ZEROFLOG 0,074 g /100 ml collutorio, 1 flacone 100 ml di collutorio contengono: principio attivo: Diclofenac acido (acido 2-[(2,6-diclorofenil)amino] benzenacetico) g 0,074 Eccipiente(i)i con effetti noti: sodio benzoato ZEROFLOG 0,011 g/15 ml collutorio, 12 bustine Ogni bustina da 15 ml contiene: principio attivo: Diclofenac acido (acido 2-[(2,6-diclorofenil)amino] benzenacetico) g 0,011 Eccipiente(i)i con effetti noti:sodio benzoato ZEROFLOG 0,022 g /15 ml soluzione, spray per mucosa orale15 ml di soluzione contengono: principio attivo: Diclofenac acido (acido 2-[(2,6-diclorofenil)amino] benzenacetico) g 0,022 Eccipiente(i)i con effetti noti:sodio benzoato, etanolo Per l’elenco completo degli eccipienti vedere sezione 6.1
ZEROFLOG Collutorio (flacone e bustine) Sorbitolo liquido non cristallizzabile, colina (base), sodio benzoato, disodio edetato, acesulfame potassico, menta aroma naturale, pesca aroma naturale, Colorante rosso Ponceau (E124), acqua depurata. ZEROFLOG soluzione spray per mucosa orale Sorbitolo liquido non cristallizzabile, colina cloruro, disodio edetato, sodio benzoato, acesulfame potassico, olio essenziale di menta, pesca aroma naturale, colorante rosso Ponceau (E 124), Etanolo 96%, sodio idrossido, acqua depurata.
Trattamento sintomatico di stati irritativo-infiammatori anche associati a dolore del cavo orofaringeo (ad es. gengiviti, stomatiti, faringiti), anche in conseguenza di terapia dentaria conservativa o estrattiva.
Posologia Collutorio La dose raccomandata è di 2-3 sciacqui o gargarismi al giorno con 15 ml (1 misurino o 1 bustina) di collutorio puro o diluito in poca acqua. Spray per mucosa orale La dose raccomandata è di 2 spruzzi tre volte al giorno indirizzati direttamente sulla parte interessata. Ogni spruzzo eroga 0,2 ml di soluzione equivalenti a 0,3 mg di principio attivo.

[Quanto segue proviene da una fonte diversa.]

PR #6048, opened 2017-12-04
LDAP: fix getDomainInfo() to set this as di.backend

goestreicher:
### Checklist

I have:
- [ ] documented the code

### DIFF
--- a/modules/ldapbackend/ldapbackend.cc
+++ b/modules/ldapbackend/ldapbackend.cc
@@ -678,7 +678,6 @@ bool LdapBackend::getDomainInfo( const DNSName& domain, DomainInfo& di )
 {
   string filter;
   SOAData sd;
-  int msgid=0;
   PowerLDAP::sentry_t result;
   const char* attronly[] = {
     "sOARecord",
--- a/modules/ldapbackend/ldapbackend.cc
+++ b/modules/ldapbackend/ldapbackend.cc
@@ -585,8 +585,6 @@ void LdapBackend::getUpdatedMasters( vector<DomainInfo>* domains )
     if ( !getDomainInfo( DNSName( result["associatedDomain"][0] ), di ) )
       continue;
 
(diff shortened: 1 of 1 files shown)


zeha:
Note that getDomainInfo may be called for domains that are not stored in the backend. In this case, the DomainInfo object must NOT be changed.

goestreicher:
@zeha Yes, and although the diff doesn't show it, this case is already considered (the DomainInfo object will only be called if there's a SOARecord)

zeha:
@goestreicher Ah, the diff was just too confusing.

goestreicher:
Is there something preventing this from being merged? Just ping me if that's the case :)

Habbie:
We where in strong release mode the last few weeks. Now that we have released, and created maintenance branches, git master is back in "just do it" mode. I'll see what I can do during the coming holidays!

modules/ldapbackend/ldapbackend.cc
```diff
@@ -697,7 +695,7 @@ bool LdapBackend::getDomainInfo( const DNSName& domain, DomainInfo& di )
     // search for SOARecord of domain
     filter = "(&(associatedDomain=" + toLower( m_pldap->escape( domain.toStringRootDot() ) ) + ")(SOARecord=*))";
     m_msgid = m_pldap->search( getArg( "basedn" ), LDAP_SCOPE_SUBTREE, filter, attronly );
-    m_pldap->getSearchEntry( msgid, result );
```
rgacogne: Just a nit but it looks like `msgid` is now unused so we should just remove it.

aerique: @goestreicher Could you please address the nit mentioned above? Then I'll merge it.

aerique:
Gah, meant to press cancel to edit the merge commit but accidentally pressed the green button!

PR #6057, opened 2017-12-05
Handle bracketed IPv6 addresses without ports

zeha:
dnsdist's newServer source parameter is documented to take values
of those forms (plus some more):
  - v4 address ("192.0.2.1")
  - v6 address ("2001:DB8::1")

For consistency, bracketed addresses ("[2001:DB8::1]") should work too, and all of them
should have a test.

Example that would previously "fail":
```
newServer({name="pdns", address="[::1]:5300", source="[::1]"}):setUp()
```

Gives:
```
Dismissing source [::1] because '[::1]' is not a valid interface name
Added downstream server [::1]:5300
```

### Checklist
I have:
- [ ] documented the code

### DIFF
--- a/pdns/misc.cc
+++ b/pdns/misc.cc
@@ -719,9 +719,7 @@ int makeIPv6sockaddr(const std::string& addr, struct sockaddr_in6* ret)
     if(pos == string::npos)
       return -1;
     ourAddr.assign(addr.c_str() + 1, pos-1);
-    if (pos + 1 == addr.size()) {
-      port = 0;
-    } else {
+    if (pos + 1 != addr.size()) { // complete after ], no port specified
       if (pos + 2 > addr.size() || addr[pos+1]!=':')
         return -1;
       try {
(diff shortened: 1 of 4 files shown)


pdns/misc.cc
```diff
@@ -716,15 +716,21 @@ int makeIPv6sockaddr(const std::string& addr, struct sockaddr_in6* ret)
...
       return -1;
     ourAddr.assign(addr.c_str() + 1, pos-1);
-    try {
-      port = pdns_stou(addr.substr(pos+2));
-      portSet = true;
-    }
-    catch(std::out_of_range) {
-      return -1;
+    if (pos + 1 == addr.size()) {
+      port = 0;
```
rgacogne: It looks like setting `port` to 0 without setting `portSet` to ` true` is useless?

zeha: Hmmm yes. Will change that if()...

zeha: @rgacogne fixed this!

PR #6063, opened 2017-12-06
Add colour to diff output of pdnsutil

### LINKED ISSUE #3760: colored diffs from edit-zone
Just now I managed to miss the minus in a line that read `-_acme-challenge....`, which is all me, but many other tools today color these things. Might be a nice feature.

cyclops1982:
### Short description
Fixes #3760.
Simply adds the colours to the console output. Red for deletes. Green for additions.

### Checklist
- [ ] documented the code

### DIFF
--- a/pdns/pdnsutil.cc
+++ b/pdns/pdnsutil.cc
@@ -918,7 +918,7 @@ int editZone(DNSSECKeeper& dk, const DNSName &zone) {
   set_difference(pre.cbegin(), pre.cend(), post.cbegin(), post.cend(), back_inserter(diff), DNSRecord::prettyCompare);
   for(const auto& d : diff) {
     ostringstream str;
-    str<<'-'<< d.d_name <<" "<<d.d_ttl<<" IN "<<DNSRecordContent::NumberToType(d.d_type)<<" "<<d.d_content->getZoneRepresentation(true)<<endl;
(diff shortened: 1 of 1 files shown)


rgacogne:
> I think we'll need to check if we are on a tty so we don't write escape codes to a file or a pipe

I do agree on the principle, but note that we are in edit-zone so file or pipe is unlikely. The existing code also already uses color for at least one message.

pieterlexis:
> I do agree on the principle, but note that we are in edit-zone so file or pipe is unlikely. The existing code also already uses color for at least one message.

Right, I'll approve this for now. But perhaps we need to correct this in the future.

beamerblvd:
@cyclops1982, @pieterlexis: Was `if (isatty(fileno(stdin))) {` ever added to this after the fact? I think I've come across a problem with this change. I'm calling this utility using `docker exec` through the Docker API (HTTP), and the data I'm getting back has garbled characters at the beginning of each line. I suspect it's trying to colorize the output that's coming back to me? I'm calling the Docker API with `"tty": false`.

beamerblvd:
You can ignore that comment above. Apparently I actually needed to have `"tty": true`, and it's a function of the way Docker works, not related to this change here. (I wasn't even calling the command to which this change was made; I was calling `check-zone`.) We still should probably consider this possibility and add `isatty` in there somewhere.

Habbie:
Hi @beamerblvd,

you've commented on a closed PR. While I see your comment now, nobody will ever notice it again. Can you please open a separate ticket? Thank you!

PR #6068, opened 2017-12-07
dnsdist: Add DNSQuestion:getEDNSOptions() to access incoming EDNS options

rgacogne:
### Short description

Collutorio (flacone e bustine) Conservare a temperatura inferiore a 25°C Soluzione spray per mucosa orale Conservare a temperatura inferiore a 25°C
L’eventuale deglutizione involontaria della dose di collutorio impiegata per sciacqui e gargarismi non comporta alcun danno per il paziente in quanto equivale a un quinto/sesto della dose prevista da posologia per via sistemica. L’uso, specie se prolungato dei preparati topici può dare luogo a fenomeni di sensibilizzazione, nel qual caso occorre interrompere la cura e istituire, se necessario, terapia idonea. Sebbene l’assorbimento sistemico sia limitato, Zeroflog deve essere somministrato con cautela nei pazienti con una storia di emorragia gastrointestinale o perforazione relativa a precedenti trattamenti attivi o storia di emorragia/ulcera peptica ricorrente (due o più episodi distinti di dimostrata ulcerazione o sanguinamento).
Poiché l’assorbimento sistemico è limitato nelle normali condizioni di utilizzo, interazioni con altri medicinali sono improbabili.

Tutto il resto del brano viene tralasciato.